• **Assignment**
Look through the material below and show every line with the word "refactor".

[Start of section]

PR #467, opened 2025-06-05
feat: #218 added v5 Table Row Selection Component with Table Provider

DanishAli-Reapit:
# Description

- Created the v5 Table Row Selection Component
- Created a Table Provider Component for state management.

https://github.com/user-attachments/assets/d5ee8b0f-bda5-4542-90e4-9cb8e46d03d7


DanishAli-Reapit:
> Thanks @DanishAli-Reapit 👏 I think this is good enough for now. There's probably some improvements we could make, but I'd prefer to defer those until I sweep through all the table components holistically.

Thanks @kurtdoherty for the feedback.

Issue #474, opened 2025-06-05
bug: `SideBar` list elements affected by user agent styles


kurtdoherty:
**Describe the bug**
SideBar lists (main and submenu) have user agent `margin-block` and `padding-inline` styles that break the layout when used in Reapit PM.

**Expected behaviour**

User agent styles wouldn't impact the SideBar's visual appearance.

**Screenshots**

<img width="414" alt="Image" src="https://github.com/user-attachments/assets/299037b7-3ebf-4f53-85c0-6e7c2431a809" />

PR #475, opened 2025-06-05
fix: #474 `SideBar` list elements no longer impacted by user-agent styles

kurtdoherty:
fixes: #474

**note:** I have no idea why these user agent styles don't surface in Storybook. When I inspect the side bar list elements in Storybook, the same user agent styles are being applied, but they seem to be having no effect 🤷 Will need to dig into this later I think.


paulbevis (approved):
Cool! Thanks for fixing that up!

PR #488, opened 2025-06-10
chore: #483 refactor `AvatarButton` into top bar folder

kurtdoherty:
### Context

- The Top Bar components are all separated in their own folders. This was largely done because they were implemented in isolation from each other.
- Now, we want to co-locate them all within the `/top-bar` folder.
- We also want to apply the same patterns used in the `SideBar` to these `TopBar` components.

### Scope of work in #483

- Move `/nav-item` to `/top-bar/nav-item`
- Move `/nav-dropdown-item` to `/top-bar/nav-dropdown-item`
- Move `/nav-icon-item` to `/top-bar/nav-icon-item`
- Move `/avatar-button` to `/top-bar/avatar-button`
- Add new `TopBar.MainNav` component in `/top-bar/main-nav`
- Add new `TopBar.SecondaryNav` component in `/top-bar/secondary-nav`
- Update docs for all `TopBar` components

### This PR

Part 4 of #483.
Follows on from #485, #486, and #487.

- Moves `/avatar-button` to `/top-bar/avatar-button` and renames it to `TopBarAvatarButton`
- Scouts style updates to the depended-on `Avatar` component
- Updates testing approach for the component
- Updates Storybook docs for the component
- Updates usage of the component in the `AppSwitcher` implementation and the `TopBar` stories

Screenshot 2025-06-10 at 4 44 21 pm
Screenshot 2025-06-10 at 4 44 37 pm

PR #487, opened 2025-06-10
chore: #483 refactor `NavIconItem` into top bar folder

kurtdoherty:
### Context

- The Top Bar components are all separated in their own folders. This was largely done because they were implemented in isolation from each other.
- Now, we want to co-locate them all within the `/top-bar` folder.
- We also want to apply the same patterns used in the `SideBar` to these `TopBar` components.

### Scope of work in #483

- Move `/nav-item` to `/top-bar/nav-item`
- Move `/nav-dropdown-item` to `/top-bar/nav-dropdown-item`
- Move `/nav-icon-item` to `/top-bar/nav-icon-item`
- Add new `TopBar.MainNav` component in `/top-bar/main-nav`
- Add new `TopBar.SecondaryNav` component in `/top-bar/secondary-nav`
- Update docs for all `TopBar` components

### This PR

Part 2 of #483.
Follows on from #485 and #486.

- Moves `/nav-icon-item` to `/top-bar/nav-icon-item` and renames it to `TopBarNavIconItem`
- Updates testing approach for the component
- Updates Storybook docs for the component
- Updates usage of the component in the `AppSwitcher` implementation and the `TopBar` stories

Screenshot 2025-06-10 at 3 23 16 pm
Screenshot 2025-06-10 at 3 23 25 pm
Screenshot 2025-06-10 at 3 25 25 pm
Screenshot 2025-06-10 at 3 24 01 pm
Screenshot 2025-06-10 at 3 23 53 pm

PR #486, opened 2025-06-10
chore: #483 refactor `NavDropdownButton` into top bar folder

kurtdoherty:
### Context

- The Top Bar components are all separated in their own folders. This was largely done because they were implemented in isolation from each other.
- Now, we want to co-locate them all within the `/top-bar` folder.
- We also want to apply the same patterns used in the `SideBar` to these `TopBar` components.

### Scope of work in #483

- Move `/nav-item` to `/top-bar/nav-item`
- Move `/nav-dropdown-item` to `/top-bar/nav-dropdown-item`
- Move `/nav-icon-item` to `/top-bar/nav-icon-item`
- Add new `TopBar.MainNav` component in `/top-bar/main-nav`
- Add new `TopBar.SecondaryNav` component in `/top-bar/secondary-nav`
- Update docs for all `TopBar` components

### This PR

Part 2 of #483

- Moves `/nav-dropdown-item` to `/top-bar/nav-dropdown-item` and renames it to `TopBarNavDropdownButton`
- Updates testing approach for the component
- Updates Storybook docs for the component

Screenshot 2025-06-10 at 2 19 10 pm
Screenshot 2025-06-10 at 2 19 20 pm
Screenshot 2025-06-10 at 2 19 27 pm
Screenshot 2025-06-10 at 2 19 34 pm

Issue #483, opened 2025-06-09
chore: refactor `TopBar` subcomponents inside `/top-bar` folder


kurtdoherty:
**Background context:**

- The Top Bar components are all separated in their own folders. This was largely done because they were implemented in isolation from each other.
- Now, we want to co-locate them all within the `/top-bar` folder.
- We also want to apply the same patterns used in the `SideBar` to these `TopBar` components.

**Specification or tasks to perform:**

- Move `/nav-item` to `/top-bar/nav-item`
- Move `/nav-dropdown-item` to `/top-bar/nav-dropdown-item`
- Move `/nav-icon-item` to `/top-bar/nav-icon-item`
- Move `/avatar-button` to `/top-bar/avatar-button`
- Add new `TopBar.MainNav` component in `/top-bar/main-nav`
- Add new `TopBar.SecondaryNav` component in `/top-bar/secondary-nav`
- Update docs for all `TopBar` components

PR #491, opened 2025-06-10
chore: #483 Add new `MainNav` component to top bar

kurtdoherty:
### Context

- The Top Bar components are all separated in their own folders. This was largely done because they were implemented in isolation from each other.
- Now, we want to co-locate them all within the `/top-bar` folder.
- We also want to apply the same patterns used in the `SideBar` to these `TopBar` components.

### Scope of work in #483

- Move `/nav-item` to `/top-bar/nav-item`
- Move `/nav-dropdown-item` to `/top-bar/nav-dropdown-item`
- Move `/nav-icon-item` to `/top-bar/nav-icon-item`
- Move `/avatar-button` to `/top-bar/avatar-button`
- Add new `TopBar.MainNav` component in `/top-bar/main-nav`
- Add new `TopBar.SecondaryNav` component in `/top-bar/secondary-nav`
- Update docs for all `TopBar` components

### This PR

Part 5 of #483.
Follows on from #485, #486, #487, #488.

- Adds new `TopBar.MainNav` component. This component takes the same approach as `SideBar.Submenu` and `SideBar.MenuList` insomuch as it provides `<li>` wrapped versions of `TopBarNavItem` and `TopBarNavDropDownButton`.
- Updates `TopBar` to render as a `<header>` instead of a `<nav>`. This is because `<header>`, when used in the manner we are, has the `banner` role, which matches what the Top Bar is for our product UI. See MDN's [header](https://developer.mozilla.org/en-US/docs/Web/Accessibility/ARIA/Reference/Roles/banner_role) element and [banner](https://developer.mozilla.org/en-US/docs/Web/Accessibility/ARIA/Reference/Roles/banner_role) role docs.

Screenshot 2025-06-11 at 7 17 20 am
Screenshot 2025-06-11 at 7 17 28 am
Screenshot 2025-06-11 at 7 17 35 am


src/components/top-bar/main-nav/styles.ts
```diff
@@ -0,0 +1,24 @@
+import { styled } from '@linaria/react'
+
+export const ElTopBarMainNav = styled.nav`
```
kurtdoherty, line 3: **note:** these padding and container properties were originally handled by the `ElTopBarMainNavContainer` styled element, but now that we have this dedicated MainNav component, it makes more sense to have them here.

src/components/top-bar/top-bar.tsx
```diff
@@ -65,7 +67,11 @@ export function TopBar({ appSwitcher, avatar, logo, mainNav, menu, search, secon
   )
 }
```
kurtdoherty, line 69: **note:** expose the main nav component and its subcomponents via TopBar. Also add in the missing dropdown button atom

[End of section]

• **Your response**
chore: #483 refactor `AvatarButton` into top bar folder
chore: #483 refactor `NavIconItem` into top bar folder
chore: #483 refactor `NavDropdownButton` into top bar folder
chore: refactor `TopBar` subcomponents inside `/top-bar` folder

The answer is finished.